# Building/understanding an amp/audio processer



## audionub65 (Jun 12, 2010)

Uhhh I have no clue were to start and would like to learn a bit about this. I understand the whole circuitry, I'm studying electrical engineering. What I want to know is like putting a kit together and how I would go about doing this.

What I need: 5 Channel 4 ohm support with 200 RMS per channel, and a audio processor with digital out because its coming from my PC with a subwoofer output.

Audio processor: I love the Audyssey auto EQ and would like to Incorporate this with my new audio processor?

Receiver I'm using: Onkyo HT-RC260 sounds good but just need to up the circuitry to house my new speakers I'm building that use 4 ohm load and likes power.

Thanks!


----------



## Jungle Jack (Jul 28, 2009)

Hello,
What kind out budget are you working with? Also, if your AVR has Preamp Outputs, you could always add an Outboard Power Amplifier and get far more power.
Cheers,
JJ


----------



## audionub65 (Jun 12, 2010)

Doesn't seem to support it and my budget is $300-400 and if there is something for a bit more that makes it that much better, I will take it.


----------



## Jungle Jack (Jul 28, 2009)

Hello,
Finding a 9 Channel AVR for 3-400 Dollars is going to be next to impossible. The cheapest 9 Channel AVR I can think of is the TX-NR1008 (B-Stock) from Accessories4less for $749. ($1,399 MSRP) 9 Channel AVR's are pretty much only offered on upper tier AVR's with 7 Channels being the norm on less expensive AVR's.
Cheers,
JJ


----------



## audionub65 (Jun 12, 2010)

I don't need a 9 channel, I just need 4-5 at 200 or so RMS at 4 ohm capable load. I also don't mind building a power amplifier and or a DAC to get what I need.
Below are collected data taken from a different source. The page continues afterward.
PR #515, opened 2017-10-06
Unit test cases for bindSecurityGroupServices

karimull:
More unit test cases and bug fixes in binding services found during unit test runs

Following bugs are fixed that were found during unit test

1.During a check for , size of VirtualSystem List given compare to size of SFC VirtualSystem list we throw an exception and in that message the parameters were given wrong.

2. Retrieving sfc entities per virtual system is done through DB query now. Earlier we were getting them through virtual system get servicefunction chain attribute, where as SFC were never set in virtual system list.

3.When checking for redundant SFC chains in the system, we are querying for virtual system of a given SFC is part of any other SFC. And If they exist another SFC with same VS and if a security group exist with this other SFC and same tenant , we call it a redundant chain. In this check we should not include the current SG that is configured as part of getting all SGs. Fix it.

4. Addressed one of the comment which was a bug, like conditional check in the code during sfc redundancy check

### DIFF
--- a/osc-server/src/main/java/org/osc/core/broker/service/persistence/ServiceFunctionChainEntityMgr.java
+++ b/osc-server/src/main/java/org/osc/core/broker/service/persistence/ServiceFunctionChainEntityMgr.java
@@ -20,6 +20,9 @@ import java.util.ArrayList;
 import java.util.List;
 
 import javax.persistence.EntityManager;
+import javax.persistence.criteria.CriteriaBuilder;
+import javax.persistence.criteria.CriteriaQuery;
+import javax.persistence.criteria.Root;
 
 import org.osc.core.broker.model.entities.appliance.VirtualSystem;
 import org.osc.core.broker.model.entities.virtualization.ServiceFunctionChain;
@@ -44,6 +47,17 @@ public class ServiceFunctionChainEntityMgr {
 
 	public static ServiceFunctionChain findById(EntityManager em, Long id) {
         return em.find(ServiceFunctionChain.class, id);
+    }
+	
+    public static List<ServiceFunctionChain> listServiceFunctionChainsByVirtualSystem(EntityManager em, VirtualSystem vs) {
+        CriteriaBuilder cb = em.getCriteriaBuilder();
+
+        CriteriaQuery<ServiceFunctionChain> query = cb.createQuery(ServiceFunctionChain.class);
+
+        Root<ServiceFunctionChain> root = query.from(ServiceFunctionChain.class);
+        query = query.select(root).where(cb.equal(root.join("virtualSystems"), vs)).orderBy(cb.asc(root.get("name")));
+
+        return em.createQuery(query).getResultList();
     }
 
 }
--- a/osc-server/src/main/java/org/osc/core/broker/service/persistence/ServiceFunctionChainEntityMgr.java
+++ b/osc-server/src/main/java/org/osc/core/broker/service/persistence/ServiceFunctionChainEntityMgr.java
@@ -48,14 +48,14 @@ public class ServiceFunctionChainEntityMgr {
 	public static ServiceFunctionChain findById(EntityManager em, Long id) {
         return em.find(ServiceFunctionChain.class, id);
     }
-	
+
     public static List<ServiceFunctionChain> listServiceFunctionChainsByVirtualSystem(EntityManager em, VirtualSystem vs) {
         CriteriaBuilder cb = em.getCriteriaBuilder();
 
         CriteriaQuery<ServiceFunctionChain> query = cb.createQuery(ServiceFunctionChain.class);
 
         Root<ServiceFunctionChain> root = query.from(ServiceFunctionChain.class);
-        query = query.select(root).where(cb.equal(root.join("virtualSystems"), vs)).orderBy(cb.asc(root.get("name")));
+        query = query.select(root).where(cb.equal(root.join("virtualSystems"), vs));
 
         return em.createQuery(query).getResultList();
     }
--- a/osc-server/src/main/java/org/osc/core/broker/service/securitygroup/BindSecurityGroupService.java
+++ b/osc-server/src/main/java/org/osc/core/broker/service/securitygroup/BindSecurityGroupService.java
@@ -408,10 +408,10 @@ public class BindSecurityGroupService extends ServiceDispatcher<BindSecurityGrou
              
              //if this virtual system is pointing to more than one SFC and one of the SFC other than given SFC
              //is already binded to SG and active, throw exception;
-             //Get All the sfcs having this virutalsystem in the chain
+             //Get All the sfcs having this virtual system in the chain
              List<ServiceFunctionChain> serviceFunctionChainList = ServiceFunctionChainEntityMgr.
                                                                  listServiceFunctionChainsByVirtualSystem(em, vs);
-            if (serviceFunctionChainList != null && !serviceFunctionChainList.isEmpty()) {
+            if (serviceFunctionChainList != null) {
                 for (ServiceFunctionChain serviceFunctionChain : serviceFunctionChainList) {
                     if (!serviceFunctionChain.getId().equals(sfc.getId())) {
                         checkVirtualSystemRedundancyInServiceFunctionChains(em, serviceFunctionChain.getId(), vs);
--- a/osc-server/src/main/java/org/osc/core/broker/service/securitygroup/BindSecurityGroupService.java
+++ b/osc-server/src/main/java/org/osc/core/broker/service/securitygroup/BindSecurityGroupService.java
@@ -45,6 +45,7 @@ import org.osc.core.broker.service.persistence.OSCEntityManager;
 import org.osc.core.broker.service.persistence.PolicyEntityMgr;
 import org.osc.core.broker.service.persistence.SecurityGroupEntityMgr;
 import org.osc.core.broker.service.persistence.SecurityGroupInterfaceEntityMgr;
+import org.osc.core.broker.service.persistence.ServiceFunctionChainEntityMgr;
 import org.osc.core.broker.service.persistence.VirtualSystemEntityMgr;
 import org.osc.core.broker.service.persistence.VirtualizationConnectorEntityMgr;
 import org.osc.core.broker.service.request.BindSecurityGroupRequest;
@@ -70,7 +71,7 @@ public class BindSecurityGroupService extends ServiceDispatcher<BindSecurityGrou
 	private ConformService conformService;
 
 	@Reference
-	private ApiFactoryService apiFactoryService;
+	public ApiFactoryService apiFactoryService;
 
 	private SecurityGroup securityGroup;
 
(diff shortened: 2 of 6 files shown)


arvindn05:
@karimull please add description on what bug fixes

osc-server/src/main/java/org/osc/core/broker/service/securitygroup/BindSecurityGroupService.java
```diff
@@ -405,9 +406,12 @@ private ServiceFunctionChain validateAndLoadSfcBind(EntityManager em, BindSecuri
              VirtualSystem vs = validateAndLoadVirtualSystem(em, virtualSystemId);
              
              //if this virtual system is pointing to more than one SFC and one of the SFC other than given SFC
-             //is already binded to SG and active, throw exception
-            if (vs.getServiceFunctionChains().size() > 1) {
-                for (ServiceFunctionChain serviceFunctionChain : vs.getServiceFunctionChains()) {
+             //is already binded to SG and active, throw exception;
+             //Get All the sfcs having this virutalsystem in the chain
```
emanoelxavier: virtualsystem -> virtual system

osc-server/src/main/java/org/osc/core/broker/service/securitygroup/BindSecurityGroupService.java
```diff
@@ -405,9 +406,12 @@ private ServiceFunctionChain validateAndLoadSfcBind(EntityManager em, BindSecuri
...
+             List<ServiceFunctionChain> serviceFunctionChainList = ServiceFunctionChainEntityMgr.
+                                                                 listServiceFunctionChainsByVirtualSystem(em, vs);
+            if (serviceFunctionChainList != null && !serviceFunctionChainList.isEmpty()) {
```
emanoelxavier: !isEmpty is not needed. The loop wont happen if empty

osc-server/src/test/java/org/osc/core/broker/service/BindSecurityGroupServicePersistenDbTest.java
```diff
@@ -0,0 +1,521 @@
...
+import org.osc.core.broker.util.db.DBConnectionManager;
+import org.osc.core.common.virtualization.VirtualizationType;
+import org.osc.core.test.util.TestTransactionControl;
+import org.powermock.api.mockito.PowerMockito;
+import org.powermock.core.classloader.annotations.PrepareForTest;
+import org.powermock.modules.junit4.PowerMockRunner;
+
+@RunWith(PowerMockRunner.class)
+@PrepareForTest(LockUtil.class)
+public class BindSecurityGroupServicePersistenDbTest {
```
emanoelxavier: BindSecurityGroupServiceWithPersistenceTest ?

osc-server/src/test/java/org/osc/core/broker/service/BindSecurityGroupServiceTest.java
```diff
@@ -0,0 +1,574 @@
...
+
+        // Act
+        this.bindSecurityGroupService.dispatch(request);
+
+    }
+
+    @Test
+    public void testValidate_WhenSgIsMarkedForDeletion_ThrowsInvalidRequestException() throws Exception {
+        // Arrange
+        BindSecurityGroupRequest request = createRequest(VALID_ID_MARK_FOR_DELETION, VALID_ID_MARK_FOR_DELETION,
```
emanoelxavier: From the tests it seems that the actual service, not  a  validator, is doing the validation. I think it should be a validator and the service tests would simply mock it. Or is this by design?

karimull:
Following bugs are fixed that were found during unit test

1. During a check for ,  size of VirtualSystem List given compare to size of SFC  VirtualSystem  list we throw an exception and in that message the parameters were give wrong.

2. When checking any existing SFC other than the given SFC to bind connected to a SG and particular Tenant(Redundancy chain check), was getting SFC list from Virtual Systems. But in Add or update of SFC entity services we were not updating SFC list in VirtualSystem Entity.  So added a query instead of getting from virtualsystem sfc entity list, which is more preferred.

3. When checking for redundant SFC chains in the system, we are querying for virtual system of a given SFC is part of any other SFC. And If they exist another SFC with same VS and if a security group exist with this other SFC and same tenant , we call it a redundant chain. In this check we should not include the current SG that is configured as part of getting all SGs. Fix it.

osc-server/src/main/java/org/osc/core/broker/service/securitygroup/BindSecurityGroupService.java
karimull: I wanted to check of list exist and not empty.  will query return just null if no data ?.
please let me know.

osc-server/src/test/java/org/osc/core/broker/service/BindSecurityGroupServicePersistenDbTest.java
karimull: will modify

osc-server/src/test/java/org/osc/core/broker/service/BindSecurityGroupServiceTest.java
karimull: Yes there no validator for the this service. Everything is done as part  of service. But in this case everything is mocked..no data base.

osc-server/src/main/java/org/osc/core/broker/service/securitygroup/BindSecurityGroupService.java
karimull: Will make this change if there is change request for this file..later.

osc-server/src/test/java/org/osc/core/broker/service/BindSecurityGroupServiceTest.java
emanoelxavier: I see there should be a validator but since this is a legacy service it is out of scope for your changes.

osc-server/src/main/java/org/osc/core/broker/service/securitygroup/BindSecurityGroupService.java
emanoelxavier: You can leave the null check but the empty check is not necessary. If empty the loop below will not run at all, it is already safe.

osc-server/src/main/java/org/osc/core/broker/service/securitygroup/BindSecurityGroupService.java
karimull: corrected the typo

osc-server/src/main/java/org/osc/core/broker/service/securitygroup/BindSecurityGroupService.java
karimull: removed empty check

osc-server/src/main/java/org/osc/core/broker/service/persistence/ServiceFunctionChainEntityMgr.java
```diff
@@ -45,5 +48,16 @@ public static void fromEntity(ServiceFunctionChain sfcEntity, ServiceFunctionCha
 	public static ServiceFunctionChain findById(EntityManager em, Long id) {
         return em.find(ServiceFunctionChain.class, id);
     }
+	
+    public static List<ServiceFunctionChain> listServiceFunctionChainsByVirtualSystem(EntityManager em, VirtualSystem vs) {
```
arvindn05: why do we need this? cant we just do vs.getServiceFunctionChains()?

is there a significance to sorting by name?

osc-server/src/main/java/org/osc/core/broker/service/securitygroup/BindSecurityGroupService.java
```diff
@@ -70,7 +71,7 @@
 	private ConformService conformService;
 
 	@Reference
-	private ApiFactoryService apiFactoryService;
+	public ApiFactoryService apiFactoryService;
```
arvindn05: can be package private

osc-server/src/main/java/org/osc/core/broker/service/securitygroup/BindSecurityGroupService.java
```diff
@@ -406,9 +407,12 @@ private ServiceFunctionChain validateAndLoadSfcBind(EntityManager em, BindSecuri
...
              
              //if this virtual system is pointing to more than one SFC and one of the SFC other than given SFC
-             //is already binded to SG and active, throw exception
-            if (vs.getServiceFunctionChains().size() > 1) {
-                for (ServiceFunctionChain serviceFunctionChain : vs.getServiceFunctionChains()) {
+             //is already binded to SG and active, throw exception;
+             //Get All the sfcs having this virtual system in the chain
+             List<ServiceFunctionChain> serviceFunctionChainList = ServiceFunctionChainEntityMgr.
+                                                                 listServiceFunctionChainsByVirtualSystem(em, vs);
+            if (serviceFunctionChainList != null) {
```
arvindn05: dont need null check

osc-server/src/main/java/org/osc/core/broker/service/securitygroup/BindSecurityGroupService.java
```diff
@@ -440,7 +444,7 @@ private void checkVirtualSystemRedundancyInServiceFunctionChains(EntityManager e
         List<SecurityGroup> sgList = SecurityGroupEntityMgr.listSecurityGroupsBySfcIdAndProjectId(em, sfcId,
```
arvindn05: i think larkins has a query to list other SG's by id and project id....you can probably create this method the same way
see
https://github.com/opensecuritycontroller/osc-core/pull/517/files#diff-cb0bcdaa1792493a7aceb46f5207ce59R129

osc-server/src/main/java/org/osc/core/broker/service/securitygroup/BindSecurityGroupService.java
karimull: This not visible in unit test case to mock ApifactoryServices. Hence changed to public.

osc-server/src/main/java/org/osc/core/broker/service/securitygroup/BindSecurityGroupService.java
karimull: Yes we will take off any querying redundant with integration test...For now we will have it.

osc-server/src/main/java/org/osc/core/broker/service/securitygroup/BindSecurityGroupService.java
karimull: removed

osc-server/src/main/java/org/osc/core/broker/service/persistence/ServiceFunctionChainEntityMgr.java
karimull: For the first comment.  I found it during unit test case and I opted  for querying than getting from vs.sfc list here is explanation for the bug

2.When checking any existing SFC other than the given SFC to bind connected to a SG and particular Tenant(Redundancy chain check), was getting SFC list from Virtual Systems. But in Add or update of SFC entity services we were not updating SFC list in VirtualSystem Entity. So added a query instead of getting from virtualsystem sfc entity list, which is more preferred.


For the Second comment.. sorting by name...nothing in particular..was just going with example code.. will see if I can remove it.

karimull: removed sorting by name...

Note: amp like this: http://www.diycable.com/main/images/product_giant/542/inside-1.jpg 

Thanks


----------



## Jungle Jack (Jul 28, 2009)

DIY will provide you with tremendous value and a much better understanding of the inner workings of Amplifiers and Speakers.
Cheers,
JJ


----------



## audionub65 (Jun 12, 2010)

Whats the forum I should join up then to get what I need?


----------



## Jungle Jack (Jul 28, 2009)

Hello,
We have DIY Subforums so you do not need to leave this Forum.
Cheers,
JJ


----------



## Jungle Jack (Jul 28, 2009)

Hello,
We have DIY Subforums for Speakers and Subwoofers so you do not need to leave this Forum for that. As for Amplifiers, I am not sure about the best place for DIY Amplifiers, but I am sure someone will chime in.
Cheers,
JJ


----------



## vann_d (Apr 7, 2009)

audionub65 said:


> Doesn't seem to support it and my budget is $300-400 and if there is something for a bit more that makes it that much better, I will take it.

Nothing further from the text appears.